卓球 今年もよろしく
   〜「できる人」はどこがちがうのか〜
 NO.196 

2007.1.1作成

 2007年、また新しい年が始まりました。昨年は仕事が忙しく、卓球をする機会が減り、それとともに、年を取って

体が動かなくなってきましたが、気持ちだけは負けないように今年も頑張っていきたいと思っています。

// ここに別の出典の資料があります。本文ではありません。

PR #408, opened 2024-04-05
ndc-spec 0.1.2

soupi:
### What

Support ndc-spec v0.1.2.
This includes changing the type representations of some types.

### How

The type representation has changed. We try to keep this change backwards compatible by mapping deprecated variants (Number, Integer) to new variants, and update types to more specific reps that didn't exist before.

We also have a problem with representing int8 now. ndc-spec v0.1.2 defines Int64 to be represented as a json string, which is not what we do. So we either have to lie (say it's an Int32 when it isn't) or break compatibility and cast int8 to string.
In this PR I did the former, and I'll introduce the latter change next.


crates/connectors/ndc-postgres/src/schema.rs
```diff
@@ -626,3 +614,34 @@ fn make_procedure_type(
         },
     }
 }
+
+fn map_type_representation(
+    type_representation: &metadata::TypeRepresentation,
+) -> models::TypeRepresentation {
+    match type_representation {
+        metadata::TypeRepresentation::Integer => models::TypeRepresentation::Int32,
+        metadata::TypeRepresentation::Number => models::TypeRepresentation::Float64,
```
soupi, line 623: Stop gap until we remove these.

SamirTalwar (approved):

SamirTalwar:
Dismissing my review because I just realized that the ndc-sdk commit points to a branch. Let's wait until that's merged and update the commit.

crates/connectors/ndc-postgres/src/schema.rs
```diff
@@ -626,3 +614,34 @@ fn make_procedure_type(
         },
     }
 }
+
+/// Map our local type representation to ndc-spec type representation.
+fn map_type_representation(
```
danieljharvey, line 619: I'm not sure we should be changing the outputted type representations like this without the user providing us an opt-in config flag to do so.

soupi: This part is just translating our own TypeRepresentation type to ndc-spec TypeRepresentation type. Could you please elaborate on what do you mean? I'm not sure I understand.

danieljharvey: I was under the impression that our types should return the same `ndc-spec` `TypeRepresentation` as they did already before this change. Where this is not possible, because of removed types, we should return the more general `json`. Otherwise we're potentially changing behaviour without the user opting into it.

static/cockroach/v3-chinook-ndc-metadata/configuration.json
```diff
@@ -2803,19 +2803,19 @@
...
-      "int2": "integer",
-      "int4": "integer",
-      "int8": "integer",
-      "numeric": "number",
+      "date": "date",
+      "float4": "float32",
+      "float8": "float64",
+      "int2": "int16",
+      "int4": "int32",
+      "int8": "json",
```
soupi, line 2811: These are the changes to the configuration. Number and String are deprecated in ndc-spec. We will still accept these for backwards compatibility reasons, but we will output the new representations. @danieljharvey

crates/tests/databases-tests/src/postgres/snapshots/databases_tests__postgres__schema_tests__schema_test__get_schema.snap
```diff
@@ -752,7 +752,7 @@ expression: result
     },
     "even_number": {
       "representation": {
-        "type": "integer"
+        "type": "int32"
```
soupi, line 755: These are the changes to the ndc schema.

crates/connectors/ndc-postgres/src/schema.rs
danieljharvey: What will a version of engine that does not know about these types do when it receives them?

soupi: This is an ndc-schema concept that can be used by cli/lsp to generate engine objects, so I don't think this will be used directly in the engine. The engine already uses v0.1.2 of ndc-spec though: https://github.com/hasura/v3-engine/pull/443/files#diff-5e05c14aa4760c15d75bc66970581abe17a82eef4770a0cd9861bd40ce65934bR27

danieljharvey: Ahh OK, makes sense. This all seems sensible then, thank you for indulging my questions.

danieljharvey (approved):

Cargo.toml
```diff
@@ -47,6 +47,6 @@ unreadable_literal = "allow"
 unused_async = "allow"
 
 [workspace.dependencies]
-ndc-client = { git = "https://github.com/hasura/ndc-spec.git", tag = "v0.1.1" }
-ndc-sdk = { git = "https://github.com/hasura/ndc-sdk-rs.git", rev = "7b56fac3aba2bc6533d3163111377fd5fbeb3011" }
-ndc-test = { git = "https://github.com/hasura/ndc-spec.git", tag = "v0.1.1" }
+ndc-models = { git = "https://github.com/hasura/ndc-spec.git", tag = "v0.1.2" }
+ndc-sdk = { git = "https://github.com/hasura/ndc-sdk-rs.git", rev = "7409334" }
```
SamirTalwar, line 51: I would prefer to use the full SHA here because Cargo thinks two dependencies pointing to the _same_ revision but using a _different_ prefix length are actually different dependencies. This causes serious issues when using ndc-postgres as a dependency as it brings in ndc-sdk with the short ref, so everything else needs to use the exact same prefix length.

soupi: Good to know. Will fix.

PR #409, opened 2024-04-05
 Support nested fields of array type

plcplc:
### What

This PR adds support for selecting nested fields that arise from composite arrays.

### How

This builds on the earlier work for nested field selection support for objects.

The main change is that the lateral joins that project the nested field have to be nested rather than adjacent as well, since there are multiple rows in the case of arrays.

The generated SQL is now of the form:
```
LEFT OUTER JOIN LATERAL (
  SELECT
    <collect_expression> AS "collected"
  FROM
    (
      < select of translate_fields(fields, nested_field_binding_alias, ... )
        which includes joins from recursive calls>
       FROM
         (
            SELECT
             (<field_binding_expression>).*
         ) AS <nested_field_binding> ON ('true')
     ) AS <nested_fields>
) AS <nested_fields_collect> ON ('true')
```


crates/query-engine/translation/tests/goldenfiles/select_nested_column_complex/request.json.bak
soupi, line 1: bak?

crates/query-engine/translation/src/translation/query/root.rs
soupi, line 1: suggestion: move translate fields related functionality into it's own module named `fields.rs`. There' currently a lot of code here that is dedicated to a specific task, it makes sense it'll have it's own module :)

crates/query-engine/translation/tests/goldenfiles/select_nested_column_complex/request.json.bak
plcplc: Oops, this was staged by accident. I have removed it.

crates/query-engine/translation/src/translation/query/root.rs
plcplc: I've moved it to its own file now.

crates/query-engine/translation/src/translation/query/fields.rs
```diff
@@ -0,0 +1,320 @@
...
+        .joins
+        .extend(transalate_nested_field_joins(nested_field_joins));
+
+    Ok(select)
+}
+
+/// Translate a nested field selection.
+///
+/// Nested fields are different from relationships in that the value of a nested field is already
+/// avaliable on the current table as a column of composite type.
```
danieljharvey, line 122: (sorry)

```suggestion
/// available on the current table as a column of composite type.
```

danieljharvey (approved):
Thank you for going into such detail with the comments and the examples.

PR #416, opened 2024-04-09
cast int64 and numeric to string by default

soupi:
### What

We want to be able to stringify fields of types `int8` and `numeric` in the query response so that we have better interoperability with javascript clients.

This PR changes the default type representation of `int8` and `numeric` types (maintaining the existing type representation if one exists) and stringify numbers.

This option can be change via the configuration by editing the mapping in the `metadata.typeRepresentations`:

```diff
  { ...
    "metadata": {
      ...
      "typeRepresentations": {
        "Phone": "string",
        "CardSuit": {
          "enum": ["hearts", "clubs", "diamonds", "spades"]
        },
        ...
-       "int8": "int64",
+       "int8": "int64AsString",
-       "numeric": "bigDecimal",
+       "numeric": "bigDecimalAsString",
        ...
      }
      ...
    }
  }
```

### How

1. We introduce new type representations: `Int64AsString`, `BigDecimalAsString`.
2. Make sure we use the existing type representation configuration and override the default if it exists.
3. In field selection after getting an expression, we cast it if the type representation requires it. (For arrays, we cast to `cast_type[]`)
4. For composite types we unpack them if the don't specify fields, and cast required fields recursively.


crates/query-engine/translation/src/translation/helpers.rs
```diff
@@ -89,13 +90,17 @@ pub enum CollectionInfo<'env> {
 }
 
 #[derive(Debug)]
-/// Metadata information about a specific collection.
-pub enum CompositeTypeInfo<'env> {
+/// Metadata information about a specific collection or composite type.
+pub enum CollectionOrCompositeTypeInfo<'env> {
```
plcplc, line 94: The reason I called it `CompositeTypeInfo` is that the fact that it represents a type is the interesting thing. Whether this type comes from a collection or a separate composite type in the metadata is only interesting as an implementation detail to lazily query the columns of the type.

soupi: I agree in theory, but in practice they are represented a bit differently in data.

plcplc: Oh, do you mean whether a type originates from a table vs a distinct composite type has bearing on how its type representations are processed? (I haven't read through the PR completely yet)

soupi: I'll let you finish and get your feedback :)

crates/query-engine/translation/src/translation/query/fields.rs
```diff
@@ -318,3 +323,135 @@ fn translate_nested_field(
...
+                let composite_type = env.lookup_composite_type(composite_type)?;
+                let mut fields = indexmap!();
+                for (name, field_info) in composite_type.info.fields.iter() {
+                    fields.insert(
+                        name.to_string(),
+                        models::Field::Column {
+                            column: field_info.name.clone(),
+                            fields: None,
+                        },
+                    );
```
plcplc, line 375: Ah, I think this is the root of our CompositeTypeInfo/CollectionOrCompositeTypeInfo-related misunderstanding.

It's perfectly possible for our `composite_type` bound in `Type::CompositeType(ref composite_type)` to come from both tables _and_ composite types.

crates/query-engine/translation/src/translation/query/fields.rs
```diff
@@ -318,3 +323,135 @@ fn translate_nested_field(
...
+fn unpack_and_wrap_fields(
+    env: &Env,
+    state: &mut State,
+    current_table: &TableNameAndReference,
+    join_relationship_fields: &mut Vec<relationships::JoinFieldInfo>,
+    column: &str,
+    alias: sql::ast::ColumnAlias,
+    type_info: &CollectionOrCompositeTypeInfo<'_>,
+    nested_field_joins: &mut Vec<JoinNestedFieldInfo>,
+) -> Result<(sql::ast::ColumnAlias, sql::ast::Expression), Error> {
```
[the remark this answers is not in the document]
soupi: I actually pulled it out because that function has gotten quite big and found this to be more digestible, but we can talk about this if you really prefer it to be inlined.

crates/query-engine/translation/src/translation/helpers.rs
```diff
@@ -202,6 +223,23 @@ impl<'request> Env<'request> {
             })
     }
 
+    /// Lookup type representation of a type.
+    pub fn lookup_type_representation(
+        &self,
+        typ: &metadata::Type,
```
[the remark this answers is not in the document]
soupi: Makes sense. Perhaps we can add a method on type `scalar_type() : Type -> Option<ScalarType>` that we can use on the caller side and it will make this more straightforward.

crates/connectors/ndc-postgres/src/schema.rs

 先日、「『できる人』はどこがちがうのか」(斎藤孝著)という本を読みました。卓球に限らず、「上達の秘訣」の

ヒントになる本です。その本の中から、少し紹介したいと思います。


スポーツが脳をきたえる

スポーツの深い世界

「スポーツばかりやっていると脳みそが筋肉になって使い物にならなくなる」。こんな冗談とも本気ともつかない言葉
がときおり聞かれる。たしかに運動部に入ってまったく勉強をしなければ成績は悪くなる。中学以降の勉強はとくに
蓄積が必要なので、頭の素材の良さだけでは勝負できない。運動部の雰囲気によっては、勉強や試験の話をする
こと自体がタブーで、塾へ通っていることも秘密にしなければ人間関係を維持していけないというところもある。
 世に言われる「頭の良さ」は、主に記号操作能力や言語情報処理能力に関わっている。これを身につけていない
と、せっかくスポーツで高度な感覚や認識を得ていても、それを的確に言語化して伝えることができない。しかし
言語化ができないからといって、すぐに身体感覚や認識のレベルまでが低いと決めつけるのは誤っている。
 たしかに長嶋茂雄のバッティング指導の場面を観ていると「腰をこうキュッとひねってブワーッとまわすとバット
からヒュッという高い音が出るだろ。このヒュッという高い音がいいんだ」といった類の擬音語・擬態語だらけの指導
に終始している。こうした場面をたびたび見せられると長嶋の認識能力自体を疑ってしまいがちになるが、言語に
よる説明能力と感覚・認識能力はイコールではない。
 ここで問題にしたい頭の良さとは、学校の教科のデキではなく、どのような場におかれても自分が上達する筋道
が見える力のことだ。この力は、よくわからない世界に放り出されても、仕事のやり方をまねて盗み、自分の
得意技を磨いて全体の中でのポジションをゲットしていく力である。こうした力は普遍的なものなので、どのような
フィールドでもこの普遍的な上達能力を身につけることは可能である。
 しかし、こうした上達能力自体の向上にも上達のプロセスがあるのであって、はじめからあまりに複雑な状況
(フィールド)での経験は整理しにくい。はじめのうちは、諸条件が限定された状況の方が、上達のプロセスを認識
し定式化しやすい。その後の複雑な現実における自分の闘い方を見つけていくための、いわば「箱庭的」な世界に
おける上達モデルの獲得が基礎段階としてまず必要なのである。
 スポーツは、「上達のミニチュアモデル」を獲得するのには最適である。スポーツには明確なルールがあり、現実
よりもはるかに条件が限定されている。たとえば、卓球を例にとれば、台の大きさやラケットの重さや形状、
ワンバウンドしてから打ち返すといったルールなどはすべてゲームを面白くするための限定だ。こうした諸限定に
よって、必要な技が確立されやすくなる。求められる技がはっきりすれば、その技を身につけるための練習法が
考案される。
 優れたパフォーマンスを生むためには、しっかりした技(技術)が必要であり、その技の習得のための練習を
試合とは別に行うのが効率的だ。こうした「技(技術)に対する意識」や練習法の自覚を実体験を通して身につけて
いくことは、そのスポーツの競技力以上にその後の人生にとって重要な意味を持っている。「上達の普遍的な
論理」を獲得するという点からいえば、生来の運動能力やセンスが競技力の大半を決定してしまうスポーツより
は、練習による技術の習得が競技力を左右するスポーツの方が意義が大きい。
 卓球は技術の占める割合が高いスポーツだ。サッカーも技術の必要なスポーツではあるが、ズブの素人の大人
の男が小学校低学年のチームに混じれば圧倒的な競技力を発揮する。しかし卓球となると、しっかり技術を身に
つけた子どもに素人の大人が勝つのはむしろ難しい。卓球では体格や体力以上に技術が要求されるので、技術
習得のための練習メニューに対する意識も発達している。1つ1つの技術が明確であり、その技術を持つものと
持たないものとがはっきりしている。たとえばバックハンドの横回転のサーブを打つ技術があるかないかは、誰に
とっても明らかな事実として共有できる。